TASK PROMPT — When a line below contains the word "must", copy that line.

Collected data
▼

Issue #52771, opened 2026-08-22
bug: compaction materializes added default-valued fields as NULL, losing the default irreversibly (storage reader is default-unaware)


MrPresent-Han:
### Summary

When an ordinary field with a declared `default_value` is added to a collection with existing sealed data (`AddCollectionField`), a later compaction that reads and rewrites those segments **physically materializes the field as NULL instead of its default value**, and the query-side default is lost irreversibly.

This is a storage **reader-contract** violation, orthogonal to any single feature PR.

### First-principles expectation

Standard SQL semantics for `ADD COLUMN c T DEFAULT v` on a non-empty table: existing rows must read back as `v` (the default), never NULL. Whether the value is physically stored or synthesized on read is an implementation choice, but the observable result must be the default. Milvus follows the Postgres-style "synthesize on read": segcore returns the default for a **physically-absent** field via `bulk_subscript_not_exist_field` (`internal/core/src/segcore/SegmentInterface.cpp`), which only fires when `!is_field_exist(field_id)`.

### Root cause

Compaction reads segments through the storage reader with the full/read schema, which includes the added-but-physically-absent field. The storage layer fills absent columns with **NULL**, because `default_value` is a Milvus schema concept the storage engine has no knowledge of — the reader is only handed the arrow schema + needed-column names, never the default:

- **V2 packed path** — `PackedRecordBatchReader::ReadNext` (milvus-storage `cpp/src/packed/reader.cpp:~373`): a needed field not in `field_id_mapping_` → `arrow::MakeArrayOfNull(schema_->field(i)->type(), chunk_size)`.
- **V3 manifest path** — `ReaderImpl` via `Reader::create` (milvus-storage `cpp/src/reader.cpp`): `out_field_map_[i] == -1` (needed field not in any column group, built at `:212`) → `arrow::MakeArrayOfNull(out_schema_->field(i)->type(), min_rows)` at `:312`.

Both entry points (`NewPackedReaderWithExtfs` for V2, `NewPackedFFIReaderWithManifest`/`Reader::create` for V3) receive only `arrow_schema` + `needed_columns`; there is no `default_value` available to them.

[...]

PR #52781, opened 2026-08-23
fix: present declared defaults for absent fields in the StorageV2/V3 record reader

MrPresent-Han:
The packed StorageV2/V3 record readers returned NULL for a read-schema field physically absent from a segment even when the field declares a `default_value`, while the V1 binlog reader and segcore synthesize the default. This makes the packed readers default-aware, matching V1: they read only physically-present columns and fill every absent read-schema field via `GenerateEmptyArrayFromSchema` (its declared default, else null). Physical presence is the reader's own truth:

- **StorageV3 manifest reader** — from `packed.GetManifestFieldIDs`, or a caller-supplied present set (compaction passes its already-computed `existingFields` via `WithPresentFields` to avoid a redundant manifest open).
- **StorageV2/V3 binlog reader** — from `FieldBinlog.ChildFields` (the column group's member field IDs, written by the flush/compaction writers).

**Struct array fields** are physically all-or-nothing (add/drop/update act on the whole struct): a struct is kept whole or dropped whole, and a partially-present struct is surfaced as a data-integrity error rather than read partial.

**Import-restore** reads reconstruct FieldBinlogs from object-storage directory names (`FieldID` is a column-group ID, no `ChildFields`), so physical presence is not derivable there; those reads pass the full schema through unchanged (the engine null-fills absent columns) — no crash, no PK strip. Import-restore default-fill is a tracked follow-up on #52771 (it needs presence from the packed files' arrow schema, or an extended import contract).

**Scope / current effect (honest):** this is the reader-contract prerequisite for #52484. Today the fill is inert on the compaction path — `compactionReadSchema` reduces the read schema to `existingFields`, and the `RecordMaterializer` still fills ordinary-field defaults — so the new reader path is currently exercised by the tests in this PR, not by a live compaction. It goes live once #52484 removes the RM's ordinary-field fill and makes `base` read-schema-wide; **#52781 must merge before #52484** to avoid a window where neither fills (the #52771 NULL). This PR does not, by itself, change compaction output on master.

**Behavior change:** an absent non-nullable read-schema field now errors instead of being silently null-filled, matching the V1 reader. External-source reads pass through unchanged.

**Follow-ups:** import-restore default-fill (above); de-dupe the absent-fill overlay record shared with the compactor's `RecordMaterializer` (`absentFilledRecord` vs `materializedRecord`).

issue: #52771

### DIFF
--- a/internal/storage/record_reader.go
+++ b/internal/storage/record_reader.go
@@ -490,3 +490,107 @@ func (crr *CompositeBinlogRecordReader) releaseCurrent() {
 		crr.current = nil
 	}
 }
+
+// NewAbsentFieldFillRecordReader completes a partial record to full read-schema
+// width the way V1's CompositeBinlogRecordReader does: every read-schema field NOT
+// physically present (FieldID not in presentFields) is filled via
+// GenerateEmptyArrayFromSchema -- its declared default when it has one, else null,
+// erroring on a non-nullable absent field. Present columns pass through from inner.
+// This gives the packed StorageV3 manifest reader the same default-for-absent
+// semantic the V1 binlog reader already applies, so it stops presenting declared
+// defaults as NULL (issue #52771). presentFields is the physically-present field
+// set -- self-sourced from the manifest, or supplied by a caller that already
+// computed it (compaction via WithPresentFields). Returns inner unchanged when
+// nothing is absent.
+func NewAbsentFieldFillRecordReader(inner RecordReader, neededSchema *schemapb.CollectionSchema, presentFields map[FieldID]struct{}) RecordReader {
+	fill := make([]*schemapb.FieldSchema, 0)
+	for _, f := range typeutil.GetAllFieldSchemas(neededSchema) {
+		if _, present := presentFields[f.GetFieldID()]; present {
+			continue
+		}
+		fill = append(fill, f)
+	}
+	if len(fill) == 0 {
+		return inner
+	}
+	return &absentFieldFillRecordReader{inner: inner, fill: fill}
+}
+
+type absentFieldFillRecordReader struct {
+	inner RecordReader
+	fill  []*schemapb.FieldSchema
+	cur   *absentFilledRecord
+}
+
+var _ RecordReader = (*absentFieldFillRecordReader)(nil)
+
+func (r *absentFieldFillRecordReader) Next() (Record, error) {
+	r.releaseCur()
+	base, err := r.inner.Next()
+	if err != nil {
+		return nil, err
+	}
+	computed := make(map[FieldID]arrow.Array, len(r.fill))
+	for _, f := range r.fill {
+		arr, genErr := GenerateEmptyArrayFromSchema(f, base.Len())
+		if genErr != nil {
+			for _, a := range computed {
+				a.Release()
+			}
+			return nil, genErr
+		}
+		computed[f.GetFieldID()] = arr
+	}
+	base.Retain()
+	r.cur = &absentFilledRecord{base: base, computed: computed}
+	return r.cur, nil
+}
+
+func (r *absentFieldFillRecordReader) releaseCur() {
+	if r.cur == nil {
+		return
+	}
+	r.cur.Release()
+	r.cur = nil
+}
+
+func (r *absentFieldFillRecordReader) Close() error {
+	r.releaseCur()
+	if r.inner == nil {
+		return nil
+	}
+	return r.inner.Close()
+}
+
+// absentFilledRecord overlays filled columns onto base (the present columns). It
+// owns a retained ref on base plus the filled arrays; Release drops both, so the
+// wrapping reader frees them by releasing this record on its next Next/Close.
+type absentFilledRecord struct {
+	base     Record
+	computed map[FieldID]arrow.Array
+}
+
+var _ Record = (*absentFilledRecord)(nil)
+
+func (r *absentFilledRecord) Column(i FieldID) arrow.Array {
+	if col, ok := r.computed[i]; ok {
+		return col
+	}
+	return r.base.Column(i)
+}
+
+func (r *absentFilledRecord) Len() int { return r.base.Len() }
+
+func (r *absentFilledRecord) Retain() {
+	r.base.Retain()
+	for _, col := range r.computed {
+		col.Retain()
+	}
+}
+
+func (r *absentFilledRecord) Release() {
+	r.base.Release()
+	for _, col := range r.computed {
+		col.Release()
+	}
+}
--- a/internal/storage/rw.go
+++ b/internal/storage/rw.go
@@ -24,6 +24,7 @@ import (
 	"sort"
 
 	"github.com/samber/lo"
+	"google.golang.org/protobuf/proto"
 
 	"github.com/milvus-io/milvus-proto/go-api/v3/schemapb"
 	"github.com/milvus-io/milvus/internal/allocator"
@@ -77,6 +78,7 @@ type rwOptions struct {
 	textRefsAsBinary    bool                      // TEXT columns already contain encoded LOB refs and should be copied as-is
 	externalReader      packed.ExternalReaderContext
 	writerFormat        string
+	presentFields       map[FieldID]struct{} // reader: caller-known physically-present field IDs, skips a manifest re-read
 }
 
 func (o *rwOptions) validate() error {
@@ -182,6 +184,15 @@ func WithNeededFields(neededFields typeutil.Set[int64]) RwOption {
 func WithExternalReaderContext(externalReader packed.ExternalReaderContext) RwOption {
 	return func(options *rwOptions) {
 		options.externalReader = externalReader
+	}
+}
+
+// WithPresentFields lets a caller that already knows a segment's physically-present
+// field IDs hand them to NewManifestRecordReader, so it skips re-deriving them via
+// packed.GetManifestFieldIDs (a redundant manifest open on the compaction path).
+func WithPresentFields(present map[FieldID]struct{}) RwOption {
+	return func(options *rwOptions) {
+		options.presentFields = present
 	}
 }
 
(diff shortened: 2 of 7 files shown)


internal/storage/rw.go
```diff
@@ -388,8 +393,82 @@ func NewManifestRecordReader(ctx context.Context, manifestPath string, schema *s
...
+	// External-source reads (e.g. parquet) are not milvus manifests carrying
+	// default-aware internal field IDs and are out of scope for #52771; keep the
+	// original pass-through. An internal manifest reads only its physically-present
+	// columns, then fills every absent read-schema field with its schema default
+	// (or null) so declared defaults are not presented as NULL, matching V1.
+	if rwOptions.externalReader.Source != "" {
+		return NewRecordReaderFromManifest(manifestPath, schema, rwOptions.bufferSize,
+			rwOptions.storageConfig, pluginContext, option...)
+	}
+	present, err := packed.GetManifestFieldIDs(manifestPath, rwOptions.storageConfig)
```
buqian-zilliz: **[P2] NewManifestRecordReader re-reads the StorageV3 manifest, adding a redundant open on the compaction hot path**

`NewManifestRecordReader` now calls `packed.GetManifestFieldIDs` to derive `present`, but its compaction caller (`newCompactionSegmentRecordReaderWithFields` -&gt; `compactionSegmentStorageFields`) already invokes the exact same `packed.GetManifestFieldIDs` for the same manifest to build `existingFields`, and `NewRecordReaderFromManifest` opens the manifest again inside `packed.NewFFIPackedReader`. On the compaction path the manifest is now opened/read up to three times per segment (was two before this change). Each `GetManifestFieldIDs` performs a `loon_transaction_begin`/`get_manifest` object-store round trip, so this adds one redundant storage transaction per compacted segment. The compactor already holds a caller-known present set (`existingFields`); thread it through (for example a `WithPresentFields` option) instead of re-reading. (The PR body lists this as a follow-up, but it is a current cost in the diff.)

internal/storage/record_reader.go
```diff
@@ -490,3 +490,106 @@ func (crr *CompositeBinlogRecordReader) releaseCurrent() {
...
+
+func (r *absentFieldFillRecordReader) Next() (Record, error) {
+	r.releaseCur()
+	base, err := r.inner.Next()
+	if err != nil {
+		return nil, err
+	}
+	computed := make(map[FieldID]arrow.Array, len(r.fill))
+	for _, f := range r.fill {
+		arr, genErr := GenerateEmptyArrayFromSchema(f, base.Len())
```
buqian-zilliz, line 535: **[P3] Absent non-nullable field now hard-errors on read instead of being null-filled (behavior change)**

For every absent read-schema field, `Next()` calls `GenerateEmptyArrayFromSchema`, which returns an error when `field.GetNullable()` is false. Previously the StorageV2/V3 reader passed the full schema to the packed/FFI reader and an absent column was surfaced as NULL. After this change, reading a segment that physically lacks a non-nullable field fails the whole reader rather than yielding null. This matches V1 and is documented, but it is a behavior change: if any existing V2/V3 segment legitimately lacks a non-nullable, default-less field (for example a field added without a default), compaction/import reads of that segment will now fail instead of succeeding with nulls. Please confirm no such legacy segments exist before this ships.

internal/storage/rw.go
```diff
@@ -388,8 +393,82 @@ func NewManifestRecordReader(ctx context.Context, manifestPath string, schema *s
...
+	}
+	return out
+}
+
+// binlogFieldIDSet returns the field IDs physically present in binlogs: a field
+// with a binlog is stored, and a struct container contributes its child field IDs.
+func binlogFieldIDSet(binlogs []*datapb.FieldBinlog) map[FieldID]struct{} {
+	present := make(map[FieldID]struct{}, len(binlogs))
+	for _, fb := range binlogs {
+		if len(fb.GetChildFields()) == 0 {
```
liliu-z: For StorageV2/V3 the binlog import path keys `datapb.FieldBinlog.FieldID` by *column-group* ID, not field ID, and never sets `ChildFields`: `listInsertLogs` parses the group directory name from the object path, `verify()` returns the target schema unfiltered for V2/V3, and `createFieldBinlogList` builds `&datapb.FieldBinlog{FieldID: fieldID}` with no children. `binlogFieldIDSet` therefore returns `{0 (DefaultShortColumnGroupID)} ∪ {vector group IDs}`, `filterSchemaToPresentFields` strips the PK and every scalar from the read schema, and the first `Next()` hits `GenerateEmptyArrayFromSchema` on the non-nullable PK and fails with `missing field data <pk>`. That breaks restore-from-backup for every StorageV2/V3 collection, not just legacy segments. Either fall back to the unfiltered schema when a binlog group carries no `ChildFields`, or populate `ChildFields` when constructing the import binlog list.

internal/storage/record_reader.go
MrPresent-Han: Thanks — this scenario cannot legitimately arise, so the fail-loud is a correctness fix rather than a regression:

- A non-nullable field is never physically absent: `AddCollectionField` rejects a non-nullable added field (error `added field must be nullable`; struct fields likewise), and the only non-nullable fields — PK, vectors, RowID/Timestamp — are written into every segment at creation. So no legacy segment legitimately lacks a non-nullable field.
- The pre-change behavior (surfacing an absent non-nullable column as NULL) was itself invalid — a NULL in a NOT NULL column. `GenerateEmptyArrayFromSchema` correctly refuses it, matching V1 `CompositeBinlogRecordReader`, which uses the same helper and already errors here.

So the error fires only on genuine corruption (a required column missing), where failing loud beats fabricating a NULL. Note: per the finding from @liliu-z, the StorageV2/V3 binlog path is being reverted, so this now applies only to the StorageV3 manifest reader.

internal/storage/rw.go
MrPresent-Han: Done in fd875b326f: added a `WithPresentFields` reader option and threaded the compactor's already-computed `existingFields` through it, so `NewManifestRecordReader` skips the extra `GetManifestFieldIDs`. Back to the pre-PR manifest-read count on the compaction path.

internal/storage/rw.go
```diff
@@ -388,8 +399,71 @@ func NewManifestRecordReader(ctx context.Context, manifestPath string, schema *s
...
+	// original pass-through. An internal manifest reads only its physically-present
+	// columns, then fills every absent read-schema field with its schema default
+	// (or null) so declared defaults are not presented as NULL, matching V1.
+	if rwOptions.externalReader.Source != "" {
+		return NewRecordReaderFromManifest(manifestPath, schema, rwOptions.bufferSize,
+			rwOptions.storageConfig, pluginContext, option...)
+	}
+	present := rwOptions.presentFields
+	if present == nil {
+		present, err = packed.GetManifestFieldIDs(manifestPath, rwOptions.storageConfig)
```
buqian-zilliz, line 429: **[P3] NewManifestRecordReader adds an extra manifest open for non-compaction internal-manifest callers**

`NewManifestRecordReader` now calls `packed.GetManifestFieldIDs` (which opens the manifest via `GetManifestHandle`) whenever `presentFields` is not supplied, and then `NewRecordReaderFromManifest` opens the manifest again via `packed.NewFFIPackedReader`. The compaction path avoids the redundant open by passing `WithPresentFields(existingFields)`, but the other internal-manifest caller `openInputReader` in `internal/datanode/external/function_executor.go` does not, so that path goes from one manifest open per read (before this change) to two. If function-input reads are frequent, this doubles the `loon_transaction_begin`/object-store round trips on that path. Consider threading a caller-known present set there as well, or deriving the present fields during the single manifest open.

MrPresent-Han: Agreed, perf-only. The clean fix is to have the packed/FFI layer expose the manifest field IDs from its single open, so the extra `GetManifestFieldIDs` goes away; threading a present-set does not help here since `openInputReader` has no ready set and cannot assume inputs are always present (an input may be an added-default field absent in older segments). That is a `storagev2/packed` change, out of this reader PR scope, so keeping it as a follow-up.

internal/storage/rw.go
MrPresent-Han: Fixed in 670f03dbe9. Reverted the default-fill on the binlog path entirely: the V2/V3 case of `NewBinlogRecordReader` again passes the full unfiltered schema (no `binlogFieldIDSet`, no filter, no wrapper), unchanged from master. The reader default-fill is now scoped to the StorageV3 manifest reader only, where presence is reliably self-sourced from `packed.GetManifestFieldIDs`. Restore-from-backup on the binlog path is untouched.

internal/storage/record_reader.go
```diff
@@ -490,3 +490,107 @@ func (crr *CompositeBinlogRecordReader) releaseCurrent() {
...
+// physically present (FieldID not in presentFields) is filled via
+// GenerateEmptyArrayFromSchema -- its declared default when it has one, else null,
+// erroring on a non-nullable absent field. Present columns pass through from inner.
+// This gives the packed StorageV3 manifest reader the same default-for-absent
+// semantic the V1 binlog reader already applies, so it stops presenting declared
+// defaults as NULL (issue #52771). presentFields is the physically-present field
+// set -- self-sourced from the manifest, or supplied by a caller that already
+// computed it (compaction via WithPresentFields). Returns inner unchanged when
+// nothing is absent.
+func NewAbsentFieldFillRecordReader(inner RecordReader, neededSchema *schemapb.CollectionSchema, presentFields map[FieldID]struct{}) RecordReader {
```
liliu-z, line 505: The new absent-field fill is inert on every production path, so the PR does not change any live behavior. Compaction calls NewManifestRecordReader with readSchema = compactionReadSchema(schema, existingFields), which keeps only fields in existingFields, and then passes that same set as WithPresentFields — so the fill list in NewAbsentFieldFillRecordReader is always empty and it returns inner unwrapped. The other caller, external/function_executor.go:225, always sets ExternalReaderContext.Source (RefreshExternalCollectionTask.PreExecute rejects an empty external source at task_update.go:180), so it takes the pass-through branch at rw.go:407. On top of that, the compaction layer already synthesizes declared defaults for absent fields via RecordMaterializer (record_materializer.go:131-143). The title also says StorageV2/V3 while only the V3 manifest reader is touched — the V2 packed path (rw.go:364, still marked "FIXME: add needed fields support") is unchanged. Narrow the title/body to V3-only and state plainly that the new reader path is currently exercised only by tests rather than presenting it as an end-to-end fix for #52771.

MrPresent-Han: Agreed, thanks — the fill is inert today: compaction reduces the read schema (`compactionReadSchema`) and hands the same set back via `WithPresentFields`, so the fill list is empty and it returns `inner`; `function_executor` always takes the external pass-through; and the `RecordMaterializer` still fills ordinary-field defaults. So on master this PR changes no live behavior.

The point is that it is the **reader-contract prerequisite for #52484**: that PR removes the RM's ordinary-field fill and makes `base` read-schema-wide ("Per the reader contract base is readSchema-wide"), at which point the reader fill goes live. #52781 must merge first, otherwise there is a window where neither the RM nor the reader fills → the #52771 NULL.

On scope: I have added the **StorageV2/V3 binlog** path too (presence from `FieldBinlog.ChildFields`, reliable for flush/compaction segments), so it is genuinely V2/V3, not V3-only. The one path that cannot derive presence is **import-restore** (paths-only contract, no `ChildFields`) — it falls back to an unfiltered pass-through (no crash, no PK strip), tracked as a follow-up on #52771. I have updated the PR body to state the "currently exercised by tests, goes live with #52484" scope plainly.

liliu-z (commented):
/lgtm
/approve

▲

TASK SOLUTION —
Standard SQL semantics for `ADD COLUMN c T DEFAULT v` on a non-empty table: existing rows must read back as `v` (the default), never NULL. Whether the value is physically stored or synthesized on read is an implementation choice, but the observable result must be the default. Milvus follows the Postgres-style "synthesize on read": segcore returns the default for a **physically-absent** field via `bulk_subscript_not_exist_field` (`internal/core/src/segcore/SegmentInterface.cpp`), which only fires when `!is_field_exist(field_id)`.
**Scope / current effect (honest):** this is the reader-contract prerequisite for #52484. Today the fill is inert on the compaction path — `compactionReadSchema` reduces the read schema to `existingFields`, and the `RecordMaterializer` still fills ordinary-field defaults — so the new reader path is currently exercised by the tests in this PR, not by a live compaction. It goes live once #52484 removes the RM's ordinary-field fill and makes `base` read-schema-wide; **#52781 must merge before #52484** to avoid a window where neither fills (the #52771 NULL). This PR does not, by itself, change compaction output on master.
- A non-nullable field is never physically absent: `AddCollectionField` rejects a non-nullable added field (error `added field must be nullable`; struct fields likewise), and the only non-nullable fields — PK, vectors, RowID/Timestamp — are written into every segment at creation. So no legacy segment legitimately lacks a non-nullable field.
The point is that it is the **reader-contract prerequisite for #52484**: that PR removes the RM's ordinary-field fill and makes `base` read-schema-wide ("Per the reader contract base is readSchema-wide"), at which point the reader fill goes live. #52781 must merge first, otherwise there is a window where neither the RM nor the reader fills → the #52771 NULL.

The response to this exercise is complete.